Skin sparing mastectomy


Preserves the breast skin envelope except for the nipple-areola complex.

Locoregional recurrence rates for this procedure ranged from 4.5 to 7%, similar to conventional mastectomy (Kroll SS).

This technique is designed to be conjoined with immediate breast reconstruction using implant based or autologous tissue.

Implant reconstruction can be performed in one stage with placement at the time of mastectomy, or in two stages with a tissue expander placed at the time of mastectomy and exchange with a permanent implant.

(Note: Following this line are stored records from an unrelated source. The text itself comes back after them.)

PR #1155, opened 2017-02-14
Running Travis tests with MySQL

clintonb:
ECOM-7111

### DIFF
--- a/ecommerce/coupons/tests/test_views.py
+++ b/ecommerce/coupons/tests/test_views.py
@@ -6,7 +6,7 @@ import pytz
 from django.conf import settings
 from django.core.urlresolvers import reverse
 from django.utils.timezone import now
-from django.utils.translation import ugettext_lazy as _
+from factory.fuzzy import FuzzyText
 from oscar.core.loading import get_class, get_model
 from oscar.test.factories import (
     ConditionalOfferFactory, OrderFactory, OrderLineFactory, RangeFactory, VoucherFactory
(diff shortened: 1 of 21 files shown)


ecommerce/coupons/tests/test_views.py
```diff
@@ -6,7 +6,7 @@
 from django.conf import settings
 from django.core.urlresolvers import reverse
 from django.utils.timezone import now
-from django.utils.translation import ugettext_lazy as _
+from factory.fuzzy import FuzzyText
```
rlucioni, line 9: Remember that these fuzzers are deprecated. It'd be great to use Faker instead.

ecommerce/extensions/api/v2/tests/views/test_baskets.py
```diff
@@ -67,7 +67,7 @@ def setUp(self):
         factories.ProductFactory(
             structure='child',
             parent=self.base_product,
-            title=u'𝐋𝐏 𝟓𝟕𝟎-𝟒 𝐒𝐮𝐩𝐞𝐫𝐥𝐞𝐠𝐠𝐞𝐫𝐚',
+            title='LP 570-4 Superleggra',
```
rlucioni: s/Superleggra/[Superleggera](https://i.ytimg.com/vi/D_iyckPiD9g/maxresdefault.jpg)

rlucioni (approved):
Thanks for slogging through this, I know it can be rough.

ecommerce/coupons/tests/test_views.py
clintonb: We are relying on `factory_boy` from `django-oscar`. I am hesitant to upgrade in case the fuzzers get removed. Future Oscar versions may resolve this.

Skin sparing mastectomy and nipple sparing mastectomy initially were reserved for risk reducing procedures such as BRCA mutation carriers, but in the past two decades these techniques have become increasingly popular for the treatment of breast cancer, both invasive and DCIS.
Skin sparing mastectomy and nipple sparing mastectomy keep the large part of the native breast skin envelope to match the natural breast.
Treatment with skin sparing mastectomy or nipple sparing mastectomy with or without supportive materials results in satisfactory cosmetic outcomes, often times.

Autologous tissue reconstruction procedures may include the transfers rectus abdominus myocutaneous flap (TRAM), deep inferior epigastric pedicle flap, gracilis tensor fascia lata flap, and latissmus dorsi flap.

Some studies did not find an increase in recurrence rates if the skin sparing mastectomy or nipple sparing mastectomy compared with modified radical mastectomy.
MRI studies show that 3% of patients have gross residual breast tissue after mastectomy, 13% after skin sparing mastectomy, and more than 50% of patients after nipple sparing mastectomy.